Both Top-Down and Bottom-Up Change Management Approaches Are Critical to Achieving Success with AI

The AI application development process starts with a team understanding a process as is, defining the application and iterating it into an AI solution, and calculating the business case for it. Then, the team interviews the first users of the AI application and identifies possible improvements. Some AI teams shadow employees as they execute their daily routines for a week or more to ensure they understand what the issues and opportunities are.

Adopting a user-centric approach to AI deployment is critical. For instance, a global utility wanted to help its technicians perform maintenance activities better with AI. One week of interviews and shadowing resulted in the capture of 1,500 process-related insights and 150 supporting pictures. User engagement rose sharply following the shadowing exercise, with the AI team gaining access to technicians who would normally spare no time for such things.

After testing concepts with would-be users, the AI team should work with them to develop the application’s key features and test them out. The AI application is thus co-developed by following an agile approach with sprints, and the results are continuously reviewed to improve the technological solution and ensure its fit.

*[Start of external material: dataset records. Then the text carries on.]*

PR #26, opened 2020-11-11
Feature/initiative

mjeffw:


mjeffw:
**Foundry BUG?** actor.sheet.rendered is 'false' if opened in response to double-clicking the token. In that case, the player will have to close and reopen his character sheet.

PR #33, opened 2020-11-14
Foundry specific GCS export/import and massive improvement in import speed

crnormand:
I've created a Foundry VTT export template for GCS and updated the import logic to accept it.   While still being backwards compatible to the older FG import.   

I found out that the DB doesn't delete keys from objects unless you use a special syntax.   If you don't, it will just merge objects... which means that on a second import, you will still have all of the original data (unless it is overwritten by using the same keys).   Which means, that is you remove an item, like a piece of equipment...  and re-commit the list with one item missing... it won't go away.

So I had to preface all of my list updates like this:
await this.update({"data.-=ads": null});
await this.update({data.ads": list}};

And the import was literally taking seconds... you could see the character sheet shuddering as various lists updated.   It was bad.  @Stas mentioned batching up all of the updates, so you would be proud of me, I used some new syntax.

I collect up all of the changed data:
			commit = {...commit, ...this.importAttributesFromCGSv1(c.attributes)};
			commit = {...commit, ...this.importSkillsFromGCSv1(c.abilities?.skilllist, isFoundryV1)};
			commit = {...commit, ...this.importTraitsfromGCSv1(c.traits)};
Using the spread operator "...", and then I filter to get the deletes and then the adds:

		let deletes = Object.fromEntries(Object.entries(commit).filter(([key, value]) => key.includes(".-=")));
		let adds = Object.fromEntries(Object.entries(commit).filter(([key, value]) => !key.includes(".-=")));
		
		await this.update(deletes);
		await this.update(adds);
 And now imports are instantaneous again ;-)


mjeffw:
I use the spread operator in Dart; they probably borrowed the syntax from javascript. or vice versa.

PR #51, opened 2020-11-26
Massive update to GCA import

crnormand:
Also, will either show "appearance" from GCA or "eyes", "hands", etc. from GCS


crnormand:
New export utilities in "exportutils" subdirectory

PR #67, opened 2020-11-30
Bunch-o-stuff

crnormand:
Started support for blindroll sematics.   So GM can ask everyone for a Perception roll and they can't see it.
Updated parselinks to handle 4d+1X4 (0…5) damage.  Optional space allowed in front of armor divisor (but not multiplier).
If formula is NOT a damage roll, pass to Foundry without armor divisor, and convert "X" and "x" to "*".  4d+1*4
Warn user if they try to import using a Fantasy Grounds export (and yes, someone installed 0.8.0, didn't read the docs and DMed me on Discord as to why it didn't work).     So now it shows an error, and then puts the URL in the chat log.


mjeffw:
FYI, I removed support for armor divisor with a space in front of it in the damage chat code. I can add it back.

PR #71, opened 2020-11-30
Fix null actor on damage roll when no LastActor

crnormand:


mjeffw:
We may have to support a null actor for things like traps or adverse climate damage, eventually.

mjeffw:
I propose we send an actor or a string that describes the source of the damage.

PR #76, opened 2020-12-02
defining new css file and using it as class

gtludwig:


gtludwig:
I'll have to rename this later, but might give you a good idea what I would like to do

gtludwig:
BTW, before approving / merging, can we have a quick chat about this?

crnormand:
The question is, does this work?   I didn't think Foundry automatically reads CSS files from the "styles" directory.    I have seen most other projects use some kind of 3rd party tool (like less) to split up their CSS into manageable chunks, and then combine it into a single CSS for Foundry.  But I am NOT a CSS (or a Foundry expert).

mjeffw:
I'm not a web developer either, but I generally don't like to hardcode sizes into things, generally preferring to use relative measures (like % or fr). Also;  I like to name the container and then use child selectors to individually size the sub-elements.

crnormand:
I found out that we can separate our CSS, so long as we identify it in the system.json, so we CAN break it apart (and we have started to do so).
As for that particular html, it is a direct copy of the HTML export that GCS creates..   If Rich changes his HTML output and we want to use it, we will either need to copy it whole again and reapply all of our framework changes or we will have to go through it manually to figure out how the HTML has changed and then apply the CSS/HTML changes.    Not a good situation in either case.
Finally, I agree wholeheartedly with Jeff... I am learning this whole CSS stuff, and I can certainly see the advantages.

gtludwig:
Good stuff, lads!
I'm happy to continue with my implementation of this.
I was unable to put in any time into it the last few days because of boring
stuff like people actually paying me for my time... Hehe!

gtludwig:
Took me a little while to start contributing again, but here I am!!!

PR #140, opened 2020-12-24
Implemented range ruler support for grid units other than yards and refactored range code

Exxar:
Ok some explanation for what I did :D

The code should be slowly reorganized. A `lib` folder is usually only used for various external libraries. Project code usually goes elsewhere. In order to not shake up the existing organisation too radically, and also according to what I've seen is often done in other systems and modules, I suggest moving the project code to the `module` folder. There it should be organized in folders according to the "problem domain", so I've moved this code to the size-speed-range folder. Each problem domain should best be split into a pure "gurps logic" namespace, and another one where everything is tied together with Foundry, so that those different concerns are not mixed. But code that does the same thing should also be located together, which is why this split is better on the individual problem domain level than on the global level. So I've gone ahead and split it into `domain` and `foundry` folders. `foundry` could theoretically be further split into Foundry infrstructure (hooking stuff up via hooks, chat commands, sheets etc) and use case / UI concepts which can be represented independently of the underlying Foundry infrastructure itself, but I'd leave this for later, if at all.

The most important piece of refactoring in ranges.js was I think refactoring the monsterHunter2Ranges and basicSetRanges objects. They were problematic because they were both directly used for internal calculations of range penalties for the range ruler, and exposed publicly to various consumers for their own purposes. There was also the need for a note saying that they have to be kept in order for the ruler calculation to work. This made the code extremely fragile and changing it could have far-reaching unintended consequences. Which is why I rebuilt it like I did - now all range calculations are handled by the classes encapsulating the two tables, while the tables as structured data for the use by external consumers are "sourced" from those classes but otherwise not used for any internal logic. The responsibilities are better separated within the range module, and external consumers are also better separated from the internal logic.

I'll also comment some specific changes I made to the code in a couple places. Also some "global" remarks:
- Consistent indentation throughout the project is important :) 4 spaces is generally the most common one. It was all over the place in ranges.js
- I've also added semicolons to end of all statements, that was likewise all over the place in the file. You need to decide on a standard for this and then stick to it; I suggest using semicolons :P
- Speaking of a code style standard, I suggest using [Prettier](https://prettier.io/). It is a plugin for editors/IDEs (supports both VS Code and Eclipse) which takes care of code formatting for you according to its (very reasonable) opinions. That would allow you to just not worry about code style (though in some IDEs it must be manually run).
- if/else and similar clauses should always have braces around their code even if it is just one statement, for better readability


module/size-speed-range/foundry/ranges.js
```diff
@@ -0,0 +1,180 @@
+'use strict';
+
+import {displayMod} from '../../../lib/utilities.js';
+import {SSRT} from '../../../lib/gurps-foundry-ssrt-lib/src/js/SSRT.js';
+import {RangeBandTable} from '../domain/RangeBandTable.js';
+import convertToYards from '../../../lib/gurps-foundry-ssrt-lib/src/js/UnitsOfMeasure/Conversion.js';
+import parseDistance from '../../../lib/gurps-foundry-ssrt-lib/src/js/Parsing.js';
+import * as conversionMethods from '../../../lib/gurps-foundry-ssrt-lib/src/js/UnitsOfMeasure/Methods.js';
+
+const SYSTEM_NAME = 'gurps';
```
Exxar, line 10: This and a couple others were previously exported; don't export variables which will not be used in other files.

module/size-speed-range/foundry/ranges.js
```diff
@@ -0,0 +1,180 @@
...
+
+            /* Define Settings */
+            game.settings.register(SYSTEM_NAME, SETTING_NAME, {
+                name: 'Default range modifier strategy:',
+                hint: 'Sets the formula to use to calculate range penalties.',
+                scope: 'world',
+                config: true,
+                type: String,
+                choices,
+                default: STRATEGY_STANDARD,
```
Exxar, line 99: Always use constants instead of strings/numbers if they represent a distinct concept which is referred to in multiple places.

module/size-speed-range/foundry/ranges.js
```diff
@@ -0,0 +1,180 @@
...
+  - Maintains an instance variable (rangeTable) that contains the current set of
+    range bands based on the chosen strategy. This table is to be used only for display
+    and interactive roll mod application purposes
+
+  - Maintains an instance variable (bucketModifiers) that contains an array of
+    modifier text for the modifier bucket.
+ */
+export default class GURPSRange {
+    constructor() {
+        this._setup();
```
Exxar, line 77: I suggest adopting the convention to prefix the names of all private methods and class properties with _. This is what Foundry does, and is a useful thing to do in JS where there is no real private/public enforcement.

module/size-speed-range/foundry/ranges.js
```diff
@@ -0,0 +1,180 @@
...
+                    conversionMethod: conversionMethods.real
+                })
+            );
+        }
+
+        return SSRT.speedRangeFromExpression({expression: `${distance} ${units}`});
+    }
+
+    async _updateAfterSettingsChange() {
+        const currentStrategy = getStrategy();
```
Exxar, line 167: variables should always be named to accurately express their purpose; currentStrategy is much better than currentValue in that regard

Exxar:
@mjeffw @crnormand Pinging you guys for a review as well as some comments I made, no idea what the notification settings here are

module/size-speed-range/foundry/ranges.js
mjeffw: Yep, I was doing that on the applydamage.js and damagecalculator.js.

mjeffw:
Chris and I need to talk about these changes before merging. There's a lot that I agree with, but ultimately this is Chris' repo. Plus this is a bigger set of changes without prior input that I'm comfortable with. I was literally about to work on a large refactor (coincidentally implementing some of the same changes) and this makes me pause.

I thought you were going to work on a drop in replacement for the ADD for conditional injury?

crnormand:
What Jeff said.  We can't accept huge wholesale changes to the codebase.  

I did the same thing when I started contributing to GCS.  I was so used to owning the code, and being the most experienced dev on the team (I've been using Java for 25 years), that I made large changes throughout Rich's code and made one large PR.     

He rightly rejected it 😜

My suggestion to you is to make lot of small pull requests, focusing on a single feature/function for each.  

Thanks for the suggestion on the prettifier.   Eclipse is giving me fits with its odd indenting.  

Overall, I agree with your refactoring suggestions.   Jeff and I have lots of experience in this area.   You have to remember, this code was hacked together in 8 weeks, all while learning the language.  I took tons of shortcuts trying to get functionality out the door.   I didn't spend a lot of time refactoring code. 

When I get back to my computer (maybe sometime after Christmas), I can go over all of the changes and we can discuss them further.

Exxar:
> I thought you were going to work on a drop in replacement for the ADD for conditional injury?

Yeah, but then I opened the code and this caught my eye and I felt a need to do something here. Sorry for talking about it with Chris over DMs and leaving you out!

> P.S. Chris and I are both senior developers with a lot of experience, but we have slightly different philosophies on writing code. I tend towards lingering over code to make it readable/extendible and "pretty" in the editor. Chris likes to get functionality out the door and will refactor later. As evident by our output -- I did the ADD and a few smaller contributions, everything else is Chris (mook generator, alternate character sheets, OtF rolls, range ruler, etc. etc.).

Excellent, we can gang up on Chris with our similar preferences then 😜

Anyway, I primarily made this PR as a case study to show my preferences and suggest where to go. I don't expect it to be merged without a good prior discussion and deliberation. I haven't implemented anything significant anyway.

I'd like to contribute here, because this seems to be the system I'll be using for my own campaigns and contributing seems like a better idea than keeping my own private fork. We'll see how it goes. I don't want to promise any commitments but I also don't want to push my own preferences and wishes, because in the end this is Chris' project and I'm already the third (if not 4th etc) chef in the kitchen :D

> You have to remember, this code was hacked together in 8 weeks, all while learning the language. I took tons of shortcuts trying to get functionality out the door. I didn't spend a lot of time refactoring code.

Yes, absolutely, this is the reason why you have a working system and I don't 😁. So just go go go! But unfortunately, after a day of expending  my energy and enthusiasm at work, I can't muster the motivation to work on code that isn't nice and pretty. It doesn't bring me joy. So if I'll contribute I won't be able to resist cleaning up code I touch. Which is why I'll want to sync up properly with you guys before doing it.

PR #150, opened 2020-12-31
Proof of concept for Conditional Injury

Exxar:
This is just an initial proof of concept to run it by you guys and see what you think, it is not complete and should not be merged.

I have implemented the basic bookkeeping functionality necessary to run games with Conditional Injury (Pyramid #3/120). There is a system setting which toggles CI on and off, and for this proof of concept I've only made modifications to the full sheet and the editor sheet. On both of those sheets the HP tracking fields are replaced by the injury fields.

Full sheet:
full_sheet

Editor sheet:
editor_sheet

I've implemented the following functionality on the full sheet:
- Injury severity and days to heal can be manipulated in the same way as any other resource tracker
- Manipulating severity automatically sets days to heal to the appropriate value for the new severity (each injury severity has a certain number of days which are required to pass before the injury is fully healed)
- Manipulating days to heal automatically sets severity to the appropriate value for the new days to heal (this field is intended to be used when natural or magical healing occurs; the user reduces the days to heal by however many days of healing were applied, and if the days to heal threshold for a lower injury severity is reached, the severity field is updated automatically)
- The reset button puts an empty string into the severity field and sets day to heal to 0 (severiities are counted from -6 to 6, so 0 actually means the equivalent of being at 0 HP which is why the severity field can't use 0 for "no injury")

The intended workflow here is adjusting the severity field as the character is injured, and adjusting the days to heal field as the character is healed.

The editor sheet just has editing of the relevant fields, without any calculations being performed by the sheet. The user can input whatever they like in the fields.

Unfortunately, Foundry input field data binding is causing me problems when days to heal are directly edited on the full sheet. When days to heal input field is directly edited, instead of the severity field being adjusted to the appropriate value once the days to heal field loses focus, the new (appropriate) value for the severity is only briefly flashed for a split second in that field before reverting to the previous value (the days to heal value is appropriately persisted it seems). So far I haven't been able to fix this and I'm outta ideas. Curiously, doing it in the other direction, so directly editing the severity input field, correctly sets the value of the days to heal field without such issues.

So unless you have an idea why this is happening, I was considering making the days to heal field read-only, and only able to be manipulated using the spinner buttons. This could however be somewhat impractical because often times many days of healing are applied at once and having to click 10 times isn't good UX. Another idea would be to provide a button which opens a popup where the  user can enter the number of days of healing to apply but that's not the way other trackers are manipulated.

So anyway, take a look and tell me what you think @crnormand @mjeffw

### DIFF
--- a/.gitignore
+++ b/.gitignore
@@ -4,3 +4,4 @@
 .DS_Store
 .project
 Thumbs.db
+scripts/foundry.js
--- a/README.md
+++ b/README.md
@@ -1,11 +1,10 @@
 ### Users Guide for [GURPS 4e game aid for Foundry VTT](https://bit.ly/2JaSlQd)
 
-# Current Release Version 0.8.3
+# Current Release Version 0.8.4
 [If you like our work...](https://ko-fi.com/crnormand)
 
-<a href="https://ko-fi.com/crnormand">
-<img height="36" style="border:0px;height:36px;" src="https://cdn.ko-fi.com/cdn/kofi2.png?v=2" border="0" alt="Buy Me a Coffee at ko-fi.com">
-</a>
+<a href="https://ko-fi.com/crnormand"><img height="36" src="https://cdn.ko-fi.com/cdn/kofi2.png?v=2"></a>
+
 
 To install the latest release, use this manifest URL:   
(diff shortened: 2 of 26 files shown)


Legendsmith:
Awesome thank you!

crnormand:
Ok, I have merged this onto my branch and will work on it.    I need to re-read the article to completely understand the issues...but we will get there.   Thank you for the excellent work!

PR #171, opened 2021-01-12
hit location for i18n

gtludwig:


crnormand:
Ok, got a chance to look at it.    I'm going to reject it mainly because all of the hitlocation stuff is now in module/hitlocation/hitlocation.js and actor.js.      And while I normally agree with removing "magic" strings, we wouldn't be saving much effort here.    Since the actual names of hit locations are really only important during the import, and after that, they are just displayed.   So there is no code in the rest of the system that refers to "LEFT_ARM".    A static for this would only be using during the text matching of the import... and during that, I would prefer see the actual text, instead of referencing back to a list of static variables.

gtludwig:
OK, not a bother! I have only myself to blame - I took very long to resolve
the merge conflicts. Thanks for the feedback!

Gustavo Tomazi Ludwig
gustavo.ludwig@gmail.com


<https://www.avast.com/sig-email?utm_medium=email&utm_source=link&utm_campaign=sig-email&utm_content=webmail>
Virus-free.
www.avast.com
<https://www.avast.com/sig-email?utm_medium=email&utm_source=link&utm_campaign=sig-email&utm_content=webmail>
<#DAB4FAD8-2DD7-40BB-A1B8-4E2AA1F9FDF2>

PR #198, opened 2021-01-22
Feature/css upgrade

crnormand:


crnormand:
For the most part, the did not provide a lot of re-use, so there didn't seem to be a reason to remove the style attributes from the HTML elements.   Yes, there were a few cases where some fields were able to use the same CSS class, but outside of that one HTML, I didn't see the benefit of having such  specific css classes, such as "w9px".

Now, your work on this matter was in the actor-sheet.html... which we don't actually use.   It was the original test html.    And honestly, I wouldn't recommend trying the same thing on the actor-sheet-gcs.html.    Mainly because this is a direct copy of the the GCS HTML output, and if Rich makes a change to his HTML, it would be much harder to detect the differences, if we have replaced all of the style attributes with css classes (because basically every line would show as a difference).

One final note on this... it seems that in css_table.css, you define rules for "tr" and "td", and as I understand it (and trust me, I am not an expert on this), that seems to change the rule for ALL "tr" and "td" elements in our game system, no matter which html file they are in.    It may not be showing up, because all other instance of  "tr" are being override by more specific CSS... but I don't think we want to define defaults for such high level html elements.   But then again, I am not an HTML/CSS expert by any means.

PR #223, opened 2021-01-29
i18n continued

gtludwig:


crnormand:
I noticed that the GCS copyright isn't correct:

  <div id="footer">{{localize "GURPS-copyrightGCS"}}
  
  Shouldn't it be:
  
    <div id="footer">{{localize "GURPS.copyrightGCS"}}

PR #1074, opened 2021-11-13
Updated Spells section.

mehalforc:
Updated "Foundry VTT.xml" to put in the missing RSL of Spells. Updated spells.hbs to add the title of "Pts" and use the missing RSL data for spells.


mehalforc:
Not sure why it is saying 3 commits. ddd1925 looks suspicious to me...
~Stevil

mjeffw:
It's just a merge commit.

PR #1077, opened 2021-11-13
Updated CSS for Spells and output for special case of 0 points for added Spell.

mehalforc:
Added CSS to make the Spells section of the character sheet fit better. Also changed the output for Spell level if a Spell was added at 0 points. Was displaying 'NaN' because imported value was 'null' for the Spell level. The imported GCS xml file has: '<level type="number">-</level>' for Spells added at 0 points. Quick fix for the display.

~Stevil


mehalforc:
Added the ability to read a CSS file, parse it, then look up values by using the selector and the attribute name. Then sets the default color values for the Color Picker. Was added so as the CSS Style Sheet changes for the selectors, there would be no need to update the Color Picker Defaults for color in 'miscellaneous-settings.js'.

Note:
This is using an Ajax call in synchronous mode. (async: false) = deprecated code.
Otherwise the file is not finished reading before setting the Color Picker default colors.
Will update it later when I find a better solution.

~Stevil

mehalforc:
Moving Color Picker part of program to own files.

mehalforc:
Rewrote parts and made some files eslint compatible...
~Stevil

mehalforc:
Fixed Issues...
Made code read css file without using synchronous reading of file.

PR #1139, opened 2021-12-03
added range/speed table

3Demon:
another range/speed table
1 -10 meters: 0
11 - 20 meters: -1
21 - 30 meters: -2


mjeffw:
I'd rather not integrate someone's house rules into the core system. Either this should be a module you can install along with the GGA or this PR needs to implement an open, customizable, range penalty system.

3Demon:
Maybe we can develop method for adding custom speed/range table?

mjeffw:
@crnormand Told me to accept this PR. (And I'm okay with it, honest!) 
;-)

PR #1143, opened 2021-12-04
Script to directly import .gcs character files

rinickolous:
This relies on some data which is not saved by GCS in its current version (v4.35.0).
Should be fine to pull after the new version of GCS, which includes the needed data saving, is released.
Users will have to open their character files in GCS, modify them in any way, then Save them again, for the needed data to be included in the file.

Next step is mass import, as requested by Ben#4565 on Discord.
I didn't do much in terms of error-proofing, assuming users are not manually modifying their GCS files.


rinickolous:
I'm noticing now that some of the commits are unrelated (the Squashed commit, and branch merge). I hope that doesn't cause any issues.

rinickolous:
I'm also working on importing whole folders of characters. Should get it done before Monday evening UTC.

rinickolous:
There are a few bugs I noticed during play that I need to fix.

rinickolous:
Note: There are still a few issues I need to iron out with this. Namely, SM and Move don't seem to import properly.

crnormand:
No worries... we don't have to publish the fact to the world, just yet.    Plus this allows Nick and I to play with it also (since we only use GCS anyway).  Sorry it took so long to merge.

PR #1255, opened 2022-01-23
Added support for Unmodified Damage in the GCS and GCA4/5 files for use with GGA import.

mehalforc:
Updated the import files for GCS and GCA4/5. It supports a new tag called "unmodifiedDamage" that is exported in the XML, just under the "damage" tag for the melee and ranged attacks, in the XML.


crnormand:
Ok, why do we want this?   (I know we do... just not why)

mjeffw:
So we can adjust Damage when active effects as ST.

PR #1455, opened 2022-07-06
make PDF links respect offset setting of PDFoundry

danielrab:


crnormand:
PDFoundry internally adds the offset.    By adding it again, we are getting double offset.  At least that is what happened when I included this code.

Do you have a testcase where it isn't respecting the PDF offset?

danielrab:
that's weird, I could swear it was not doing it when I tested it before, but now that I test it again, it does indeed add the offset.

PR #1841, opened 2023-08-10
feat: adding a reducedMode character sheet view

Azim-Palmer:
image

- I've taken as light a touch approach as possible. I've modified one existing hbs template (adding a class) to better target it with css selectors.
- I've put the styling `reducedMode` overrides next to their overridden elements, would be happy to move them to one block.


rinickolous (approved):
Looks good. Merging.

The renewable energy industry, like many others, is struggling to harness AI’s potential because it has tried to roll out the technology with an outdated mindset. To change this, companies must shift from deploying AI tools to building AI-native organizations. That means embedding AI expertise across business units—not just in digital teams—and rethinking how data is collected, shared, and acted upon in real time. Such a shift will demand investment not just in algorithms, but also in business processes, organizational culture, and new kinds of collaboration between domain experts and data scientists.

Ultimately, AI can help renewable energy companies do more than produce clean power efficiently; it can help match supply with demand dynamically, engage customers in new ways, and help energy companies operate flexibly in complex grids. However, that will require forgetting the old assumptions about digital technologies and relearning what it means to lead in an AI-first energy world.